### ACTION ITEM
Gather all lines in the data that hold the string "colour".

### MATERIAL TO PROCESS
Issue #278, opened 2016-08-22
Implement support for "Canon Log 2" and "Canon Log 3" log encoding curves.


KelSolaar:
References
-----------
- https://github.com/cameramanben/LUTCalc/commit/5b39ac5a94728fd120dbe54a1257c77fc4e0011e
- https://drive.google.com/open?id=0B_IQZQdc4Vy8ZGYyY29pMEVwZU0

PR #279, opened 2016-08-23
PR: Implement support for "Canon Log 2" and "Canon Log 3" log encoding curves.

KelSolaar:
References #278.

### DIFF
--- a/colour/models/rgb/transfer_functions/canon_log.py
+++ b/colour/models/rgb/transfer_functions/canon_log.py
@@ -2,13 +2,17 @@
 # -*- coding: utf-8 -*-
 
 """
-Canon Log Encoding
-==================
+Canon Log Encodings
+===================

### YOUR RESPONSE
--- a/colour/models/rgb/transfer_functions/canon_log.py
+++ b/colour/models/rgb/transfer_functions/canon_log.py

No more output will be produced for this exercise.